Material to process
PR #88, opened 2023-05-25
Conditionally derive Serial and Deserial for types with type parameters

limemloh:
## Purpose

Related to https://github.com/Concordium/concordium-rust-smart-contracts/issues/283.

## Changes

Add trait predicate for each type parameter when deriving `Serial` and `Deserial`.

## Checklist

      hard-to-understand areas.


concordium-contracts-common-derive/src/lib.rs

Work request
Scan the lines above for the word "concordium". Return each one that has it.

Solution to this problem
Related to https://github.com/Concordium/concordium-rust-smart-contracts/issues/283.
concordium-contracts-common-derive/src/lib.rs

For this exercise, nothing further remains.